As we have also noted recently, the balance sheet run of or quantitative tightening is also equivalent to rate hikes. Indeed, the Wu-Xia Shadow Fed Funds rate, which is an estimate of the funds rate adjusted for the impact of QE (when rates are at the zero bound) has already increased from -2% to -1.1% (chart 2). That is already equal to at least 3 rate hikes and is a plausible explanation why liquidity beneficiaries and hyper-speculative assets have already corrected sharply. In the 2018 cycle, the impact of QT was probably equal to around 300 basis points of tightening on top of the actual increase in the funds rate. As we noted above, inflation pressure is considerably more persistent in this episode, even if goods price inflation is likely to ease over the coming months.

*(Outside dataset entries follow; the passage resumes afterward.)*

Issue #515, opened 2021-06-25
InkScape and Firefox render the cube red


fire:
https://github.com/godotengine/godot/issues/41339

[icon_voxel_terrain.zip](https://github.com/Samsung/thorvg/files/6716904/icon_voxel_terrain.zip)

InkScape and Firefox render the cube red.

I believe ThorVG and NanoSVG render it blue and red.

hermet:
<path
       d="m8 1051.4-7-3v-8l7 3z"
       id="path4"
       style="fill:#fc9c9c;fill-opacity:0.99607843"
       fill="#68b6ff" />

Here style fill="fc9c9c" should override the color beyond the fill="68b6ff"

But tvg doesn't this...

mmaciola:
I checked the attached file. Blue and red rendering is the expected result: fill is set twice for each wall; once with `fill` attribute that sets bluish color and once with `style="fill:..;"` attribute that sets redish color. For right and top wall, style is set after fill (so style ovewrites fill and wall is redish). For left wall, it is fill attribute that is set last, so wall is properly rendered bluish.

Zylann:
Aren't styles supposed to take precedence over attributes? https://stackoverflow.com/questions/6525405/svg-use-attributes-or-css-to-style/36755226#36755226

mgrudzinska:
style has higher priority than fill, the cube should be red

hermet:
@fire fixed in v0.3.1

PR #530, opened 2021-06-29
svg_loader: set the higher priority of style attributes

mgrudzinska:
issue #515

### DIFF
--- a/src/loaders/svg/tvgSvgLoader.cpp
+++ b/src/loaders/svg/tvgSvgLoader.cpp
@@ -717,7 +717,7 @@ static float _parseLength(const char* str, SvgLengthType* type)
 }
 
 
-static bool _parseStyleAttr(void* data, const char* key, const char* value);
+static bool _parseStyleAttr(void* data, const char* key, const char* value, bool style);
 
 
 static bool _attrParseSvgNode(void* data, const char* key, const char* value)
@@ -755,7 +755,7 @@ static bool _attrParseSvgNode(void* data, const char* key, const char* value)
     }
 #endif
     else {
-        return _parseStyleAttr(loader, key, value);
+        return _parseStyleAttr(loader, key, value, false);
     }
     return true;
 }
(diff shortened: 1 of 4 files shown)


mmaciola (approved):
Looks good, I like it. Narrow cases like `<path fill="white" fill="black" .. />` are also handled properly

mgrudzinska:
stop attributes are handled in the second commit

I need to read the specs before doing the same for other attribs of other tags. I'm not sure whether it should work  like in this pr or not.

src/loaders/svg/tvgXmlParser.h
```diff
@@ -46,10 +46,11 @@ enum class SimpleXMLType
 
 typedef bool (*simpleXMLCb)(void* data, SimpleXMLType type, const char* content, unsigned length);
 typedef bool (*simpleXMLAttributeCb)(void* data, const char* key, const char* value);
+typedef bool (*simpleXMLW3CAttributeCb)(void* data, const char* key, const char* value, bool style);
 
 bool simpleXmlParseAttributes(const char* buf, unsigned buflen, simpleXMLAttributeCb func, const void* data);
 bool simpleXmlParse(const char* buf, unsigned buflen, bool strip, simpleXMLCb func, const void* data);
-bool simpleXmlParseW3CAttribute(const char* buf, simpleXMLAttributeCb func, const void* data);
+bool simpleXmlParseW3CAttribute(const char* buf, simpleXMLW3CAttributeCb func, const void* data);
```
JSUYA, line 53: I don't think the `W3C` keyword has anything to do with the priority of the style attribute.
And I don't think we need to create a new function definition.

`_parseStyleAttr(void*, char*, char*)` calls `_parseStyleAttr(data, key, value, true);` and 
Calling each `_parseStyleAttr(... , false)`, we can avoid unnecessary definitions.

+) If we allow a little more code duplication, we can reduce the number of if-checks when looking for styleTags by making style=true and style=false functions respectively. It is optional anyway.

JSUYA (commented):
Please my comment :)

src/loaders/svg/tvgSvgLoader.cpp
```diff
@@ -937,20 +940,31 @@ static bool _parseStyleAttr(void* data, const char* key, const char* value)
...
     sz = strlen(key);
     for (unsigned int i = 0; i < sizeof(styleTags) / sizeof(styleTags[0]); i++) {
         if (styleTags[i].sz - 1 == sz && !strncmp(styleTags[i].tag, key, sz)) {
-            styleTags[i].tagHandler(loader, node, value);
+            if (style) {
+                styleTags[i].tagHandler(loader, node, value);
+                node->style->flags = (SvgStyleFlags)((int)node->style->flags | (int)styleTags[i].flag);
+            } else if (!((int)node->style->flags && (int)styleTags[i].flag)) {
+                styleTags[i].tagHandler(loader, node, value);
+            }
```
mgrudzinska, line 953: @JSUYA If you think that it's a good idea I can duplicate this func. 
in the one for style=true we dont need 'if(style)', but the one for style=false still has to check 'if (!((int)node->style->flags && (int)styleTags[i].flag))'. 
I wouldn't duplicate this func, but if you wish, I'll do it. 

I did that for the '_attrParseStops' - I defined '_attrParseStopsStyle' for the case style=true. But in this case it was necessary since other way I'd have to modify the XmlParser.

JSUYA: ok I agree to your patch.

JSUYA (approved):

JSUYA:
Please rebase and merge this PR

For markets, the risk is that the Fed might be forced to hike rates and tighten financial conditions by more than what is already priced in December Eurodollar markets. In addition, the rate of change in financial conditions is consistent with a deceleration in growth and profits over the coming months (chart 3). While equities can still trade well into the early phase of tightening, our sense is that conditions will remain challenging for levered and expensive entities. This has become a more widely appreciated consensus belief. However, valuations remain heroic in many of these names. In contrast, we prefer companies with high free cash flow, low balance sheet leverage and sustainable dividend growth.